• [Assignment] Within the records, how many lines hold the word "drops"? State that number alone.

• [Extracted entries]
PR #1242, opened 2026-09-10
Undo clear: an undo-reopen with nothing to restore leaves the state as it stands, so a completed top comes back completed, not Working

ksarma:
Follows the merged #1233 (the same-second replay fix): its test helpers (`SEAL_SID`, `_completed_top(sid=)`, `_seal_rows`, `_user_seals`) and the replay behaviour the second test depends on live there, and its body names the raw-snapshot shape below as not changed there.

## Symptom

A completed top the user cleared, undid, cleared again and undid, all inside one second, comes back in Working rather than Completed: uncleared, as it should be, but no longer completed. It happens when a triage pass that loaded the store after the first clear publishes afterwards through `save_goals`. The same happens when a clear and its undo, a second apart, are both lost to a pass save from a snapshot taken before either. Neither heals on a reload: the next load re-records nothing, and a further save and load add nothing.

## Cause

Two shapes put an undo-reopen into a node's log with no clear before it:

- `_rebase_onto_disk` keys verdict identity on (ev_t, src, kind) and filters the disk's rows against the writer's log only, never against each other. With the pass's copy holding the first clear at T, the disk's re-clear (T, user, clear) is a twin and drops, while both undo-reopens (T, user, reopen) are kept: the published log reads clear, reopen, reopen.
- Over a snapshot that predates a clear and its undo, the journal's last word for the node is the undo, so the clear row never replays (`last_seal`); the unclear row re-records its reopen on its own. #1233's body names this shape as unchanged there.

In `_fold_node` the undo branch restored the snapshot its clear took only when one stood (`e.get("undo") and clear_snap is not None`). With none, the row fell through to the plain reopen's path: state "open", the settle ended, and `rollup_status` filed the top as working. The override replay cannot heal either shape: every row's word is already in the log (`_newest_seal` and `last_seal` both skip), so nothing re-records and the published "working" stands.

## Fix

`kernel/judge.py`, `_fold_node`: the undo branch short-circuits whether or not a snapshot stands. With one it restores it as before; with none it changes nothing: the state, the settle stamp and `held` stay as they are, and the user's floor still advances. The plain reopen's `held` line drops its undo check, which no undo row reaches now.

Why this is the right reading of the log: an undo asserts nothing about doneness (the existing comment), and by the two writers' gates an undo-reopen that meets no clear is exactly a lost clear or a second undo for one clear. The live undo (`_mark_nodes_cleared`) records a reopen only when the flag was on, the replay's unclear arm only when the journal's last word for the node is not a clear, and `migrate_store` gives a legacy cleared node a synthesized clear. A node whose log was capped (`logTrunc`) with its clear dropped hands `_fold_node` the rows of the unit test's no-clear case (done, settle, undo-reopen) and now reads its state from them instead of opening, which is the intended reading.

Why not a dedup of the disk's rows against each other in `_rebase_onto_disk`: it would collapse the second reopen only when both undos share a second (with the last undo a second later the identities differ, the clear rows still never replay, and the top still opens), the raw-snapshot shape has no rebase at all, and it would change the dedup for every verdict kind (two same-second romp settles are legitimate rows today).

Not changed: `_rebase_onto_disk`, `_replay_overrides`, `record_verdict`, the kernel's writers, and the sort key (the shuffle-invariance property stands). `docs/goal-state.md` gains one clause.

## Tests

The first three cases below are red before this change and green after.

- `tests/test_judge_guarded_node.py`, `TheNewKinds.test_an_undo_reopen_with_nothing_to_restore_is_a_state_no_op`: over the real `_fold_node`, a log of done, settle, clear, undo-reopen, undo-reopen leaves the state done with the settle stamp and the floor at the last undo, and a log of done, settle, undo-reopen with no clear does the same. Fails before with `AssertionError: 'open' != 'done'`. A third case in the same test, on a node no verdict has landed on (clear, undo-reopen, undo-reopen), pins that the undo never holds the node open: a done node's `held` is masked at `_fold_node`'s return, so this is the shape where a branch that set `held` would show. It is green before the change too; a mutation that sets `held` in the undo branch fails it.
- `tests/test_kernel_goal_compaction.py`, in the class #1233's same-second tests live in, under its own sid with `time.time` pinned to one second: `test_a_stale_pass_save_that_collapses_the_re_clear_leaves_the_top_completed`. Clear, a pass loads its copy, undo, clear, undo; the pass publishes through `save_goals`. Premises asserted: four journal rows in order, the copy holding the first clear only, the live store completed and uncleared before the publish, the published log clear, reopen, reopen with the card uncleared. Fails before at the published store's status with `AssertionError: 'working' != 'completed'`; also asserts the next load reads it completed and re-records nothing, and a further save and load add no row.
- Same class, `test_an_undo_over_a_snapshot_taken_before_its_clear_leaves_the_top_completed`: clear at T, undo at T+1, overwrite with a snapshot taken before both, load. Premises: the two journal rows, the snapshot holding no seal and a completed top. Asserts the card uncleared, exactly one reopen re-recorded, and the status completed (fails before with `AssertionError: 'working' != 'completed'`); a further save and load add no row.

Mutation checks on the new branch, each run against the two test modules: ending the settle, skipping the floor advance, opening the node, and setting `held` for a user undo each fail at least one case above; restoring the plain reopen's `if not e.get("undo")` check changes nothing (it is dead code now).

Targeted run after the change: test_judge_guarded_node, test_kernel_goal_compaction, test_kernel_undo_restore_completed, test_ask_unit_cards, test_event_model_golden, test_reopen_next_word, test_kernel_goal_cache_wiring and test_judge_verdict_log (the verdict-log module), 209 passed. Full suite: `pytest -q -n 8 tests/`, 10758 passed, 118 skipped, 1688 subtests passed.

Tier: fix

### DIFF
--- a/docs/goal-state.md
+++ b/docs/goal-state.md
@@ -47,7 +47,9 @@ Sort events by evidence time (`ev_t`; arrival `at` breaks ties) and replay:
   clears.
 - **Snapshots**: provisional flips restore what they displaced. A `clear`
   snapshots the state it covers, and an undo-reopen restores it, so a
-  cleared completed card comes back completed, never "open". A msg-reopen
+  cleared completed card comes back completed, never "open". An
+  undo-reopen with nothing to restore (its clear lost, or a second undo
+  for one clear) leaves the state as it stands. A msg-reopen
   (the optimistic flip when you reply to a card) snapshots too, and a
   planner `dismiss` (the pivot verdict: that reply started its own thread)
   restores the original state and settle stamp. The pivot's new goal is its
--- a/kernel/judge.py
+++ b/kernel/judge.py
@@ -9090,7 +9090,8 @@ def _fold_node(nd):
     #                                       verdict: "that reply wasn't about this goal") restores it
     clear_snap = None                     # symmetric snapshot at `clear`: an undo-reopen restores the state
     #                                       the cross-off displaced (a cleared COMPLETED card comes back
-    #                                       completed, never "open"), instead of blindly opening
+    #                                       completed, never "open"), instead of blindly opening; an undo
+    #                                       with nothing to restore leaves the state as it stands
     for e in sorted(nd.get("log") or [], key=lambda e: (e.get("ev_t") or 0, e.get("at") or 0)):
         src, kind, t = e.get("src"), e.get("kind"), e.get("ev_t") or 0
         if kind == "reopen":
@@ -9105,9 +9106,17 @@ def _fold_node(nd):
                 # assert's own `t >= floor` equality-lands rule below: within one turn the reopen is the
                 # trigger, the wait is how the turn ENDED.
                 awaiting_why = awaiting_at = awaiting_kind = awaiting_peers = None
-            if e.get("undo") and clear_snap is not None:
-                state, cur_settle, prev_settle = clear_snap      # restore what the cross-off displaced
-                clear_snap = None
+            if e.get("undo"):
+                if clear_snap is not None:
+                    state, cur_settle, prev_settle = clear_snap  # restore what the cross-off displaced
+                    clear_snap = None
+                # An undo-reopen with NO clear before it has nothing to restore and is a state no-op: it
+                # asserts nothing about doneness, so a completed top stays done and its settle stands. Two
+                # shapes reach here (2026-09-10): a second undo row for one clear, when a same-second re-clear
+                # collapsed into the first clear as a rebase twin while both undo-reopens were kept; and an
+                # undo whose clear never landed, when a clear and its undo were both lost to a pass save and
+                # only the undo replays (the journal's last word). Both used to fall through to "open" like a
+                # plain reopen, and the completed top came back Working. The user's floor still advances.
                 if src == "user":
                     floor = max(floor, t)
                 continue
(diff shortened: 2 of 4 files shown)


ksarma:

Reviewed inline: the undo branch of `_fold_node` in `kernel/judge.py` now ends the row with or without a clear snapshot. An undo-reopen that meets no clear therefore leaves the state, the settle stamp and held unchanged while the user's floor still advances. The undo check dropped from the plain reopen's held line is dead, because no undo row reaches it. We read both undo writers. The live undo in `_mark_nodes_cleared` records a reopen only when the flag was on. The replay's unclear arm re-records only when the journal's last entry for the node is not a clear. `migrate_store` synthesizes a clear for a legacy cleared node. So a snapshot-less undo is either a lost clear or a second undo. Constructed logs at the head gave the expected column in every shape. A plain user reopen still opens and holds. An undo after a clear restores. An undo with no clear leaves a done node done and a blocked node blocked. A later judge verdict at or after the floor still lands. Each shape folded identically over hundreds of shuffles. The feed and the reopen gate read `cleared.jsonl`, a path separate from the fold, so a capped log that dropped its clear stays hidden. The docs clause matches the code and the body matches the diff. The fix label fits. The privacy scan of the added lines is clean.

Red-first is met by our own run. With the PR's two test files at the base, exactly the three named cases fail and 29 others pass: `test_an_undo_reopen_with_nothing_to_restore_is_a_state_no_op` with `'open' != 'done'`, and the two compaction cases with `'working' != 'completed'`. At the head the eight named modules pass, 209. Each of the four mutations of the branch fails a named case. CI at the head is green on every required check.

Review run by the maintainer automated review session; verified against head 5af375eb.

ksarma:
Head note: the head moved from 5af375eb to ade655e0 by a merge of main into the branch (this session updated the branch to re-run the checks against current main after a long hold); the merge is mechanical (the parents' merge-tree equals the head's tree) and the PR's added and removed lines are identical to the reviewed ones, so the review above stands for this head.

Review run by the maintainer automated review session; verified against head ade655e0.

• [Solved problem] 2